Jelang kami bersiap untuk meninggalkan tempat itu, tiba–tiba kami ditarik oleh salah satu ibu pelatih, “ayo berlatih sebentar di pelalataran sini.” jadilah tanpa musik neng nong neng gung, kamipun langsung ambil posisi menari, mengikuti panduan si ibu. Dan, sepertinya, ‘pertunjukan’ mendadak ini segera mengundang penonton dan photografer dadakan juga, yang mengabadikan kami. “Wah, jadi obyek wisata nih,” saya membatin tapi ya menikmati juga. hehehe.

Setelah usai ‘mentas’ dadakan, kisah si ‘obyek wisata’ ini rupanya belum berakhir. Ada serombongan alumni sebuah sekolah menengah atas TulungAgung yang meminta foto-foto kami. Jadilah, sekali lagi, kami berpose….ya obyek wisata.

Jadi obyek foto turis
Jadi obyek foto turis
Bersama serombongan alumni sebuah sekolah di TulungAgung yg lagi reuni di Yogya
Bersama serombongan alumni sebuah sekolah di TulungAgung yg lagi reuni di Yogya

Setelah meninggalkan Bangsal Srimanganti, sebelum ‘check-out’ kembali ke Jakarta, kami masih ‘harus’ menyelesaikan agenda kuliner kami, yaitu: lotek dan ice cream Tempo Gelato. Jeng Renny, yang asli Jogja mengajak kami ke resto lotek jl Taman Sari, dan ternyata memang endes bener. Masing-masing dapat jatah sepiring dan ludes. Plus bakwannya beberapa potong.
Usai lotek, waktu yang singkat kami segera melejit ke Prawirotaman, Tempo Gelato.  “Pokoknya walau cuma 1 scoop, untuk tombo pengin,” ujar jeng Esti yang diamini oleh yang lain. Cafe Tempo Gelato seperti biasa penuh sesak, dan kami pun mengantri untuk sekedar mendapatkan 1 scoop es krim, yang kemudian dimakan sambil berdiri. Cukup untuk tombo pengin dan kangen.

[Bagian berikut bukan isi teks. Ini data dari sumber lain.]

PR #934, opened 2023-01-25
Fix handling of NaN/Infinifty when parsing text integers

stevedlawrence:
When parsing text integers, ICU still attempts to parse NaN and infinty representations and returns Double.NaN, Double.POSITIVE_INFINITY, or Double.NEGATIVE_INFINITY if matched. There is no way to disable this behavior in ICU.

So this modifies the ConvertTextStandardNumberParser to throw a PE when the prim type is an integer and ICU returns a Double, which means it must have parsed an NaN/Inf which is not considered valid by DFDL.

This also adds a new isInteger method to PrimNumeric to more easily determine if a numeric primitive type is an integer without having to do a match-case on types, and uses this new method in a few places.

Also modifies PrimNumericInteger so that doubles and floats that are NaN or infinite are not considered valid for integer types. This ensures we error instead of converting to zero, such as when used in expressions or reading values from an infoset.

Also adds an ICU specific test to detect if ICU ever changes this behavior.

Note that the original bug expects an SDE, but this is not correct. When and integer fails to parse because NaN or INF is the value, it should be a PE. It is also a PE if a length expression tries to convet a double NaN/INF to a long. It is only an SDE if the length value returned is negative. Tests are aded to verify this behavior.

[DAFFODIL-908](https://issues.apache.org/jira/browse/DAFFODIL-908)

### DIFF
--- a/daffodil-runtime1/src/main/scala/org/apache/daffodil/processors/parsers/ConvertTextStandardNumberParser.scala
+++ b/daffodil-runtime1/src/main/scala/org/apache/daffodil/processors/parsers/ConvertTextStandardNumberParser.scala
@@ -173,27 +173,32 @@ case class ConvertTextStandardNumberParser(
         val df = textNumberFormatEv.evaluate(start).get
         val strCheckPolicy = if (df.isParseStrict) str else str.trim
         val pos = new ParsePosition(0)
-        val icuNum: Number = df.parse(strCheckPolicy, pos)
-
-
-        if (icuNum == null) {
-          PE(start, "Unable to parse %s from text: %s",
-            context.optPrimType.get.globalQName, str)
-          return
-        }
-
-        // sometimes ICU will return their own custom BigDecimal, even if the
-        // value could be represented as a BigInteger. We only want Java types,
-        // so detect this and convert it to the appropriate type
-        val num1 = icuNum match {
+        val icuNum: Number = df.parse(strCheckPolicy, pos) match {
+          case null => {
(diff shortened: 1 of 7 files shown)


mbeckerle (approved):
+1

daffodil-runtime1/src/main/scala/org/apache/daffodil/processors/parsers/ConvertTextStandardNumberParser.scala
```diff
@@ -173,27 +173,32 @@ case class ConvertTextStandardNumberParser(
...
+          }
           case bd: ICUBigDecimal => {
+            // sometimes ICU will return their own custom BigDecimal, even if the
+            // value could be represented as a BigInteger. We only want Java types,
+            // so detect this and convert it to the appropriate type
             if (bd.scale == 0) bd.unscaledValue
             else bd.toBigDecimal
           }
-          case _ => icuNum
+          case num => num
```
tuxji, line 199: Can we use `case num: Number => num` to be clearer or would that cause Scala to complain that a default case is still missing?

tuxji (approved):
+1

daffodil-runtime1/src/main/scala/org/apache/daffodil/processors/parsers/ConvertTextStandardNumberParser.scala
stevedlawrence: Scala has no problem with it and I guess is able to detect all cases are covered. Will add.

Berdiri pun tak apa, asal sudah dapat es krim nya
Berdiri pun tak apa, asal sudah dapat es krim nya

Nah, perempuan-perempuan pecinta batik ini, rupanya juga jeli. Saat menunggu mobil, kami melihat toko batik lawasan bu Pudji di dekat cafe. Jadilah dalam sekejab, kami sudah di dalam toko tersebut, dan mengubek-ubek koleksi batik yang ada. Dan tentunya keluar dari situ, membawa tentengan.
Waktu pun terus melaju, dan sampai juga saatnya kami berkemas dan bersiap ke bandara. Jadi, walau masih ada 1 dan 2 tempat yang ada dalam daftar kami belum sempat kami kunjungi, yang harus diikhlaskan. Untungnya oleh-oleh berupa gudeg yu Djum, ayam goreng mbok Sabar, bakpia sudah ‘duduk manis’ di mobil. Saat kami sibuk menari, sopir kami berbaik hati berbelanja oleh-oleh untuk kami. Efisien dan produktif kan?

Leyeh leyeh sebelum meninggalkan Yogya
Leyeh leyeh sebelum meninggalkan Yogya

Tiga hari dua malam di Yogya bersama sahabat ini memang menyenangkan dan mengasyikkan. Segala sesuatunya pas. Ibarat sebuah masakan, ini dimasak dengan bahan dan bumbu yang pas, dan jumlah nya juga pas. Dan Yogya memang istimewa, selalu ngangeni. Seperti sepenggal lirik lagu Yogya Istimewa nya HipHop Foundation. Jogja Jogja tetap istimewa. Istimewa negerinya, istimewa orangnya. Jogja Jogja tetap istimewa, Jogja istimewa untuk Indonesia.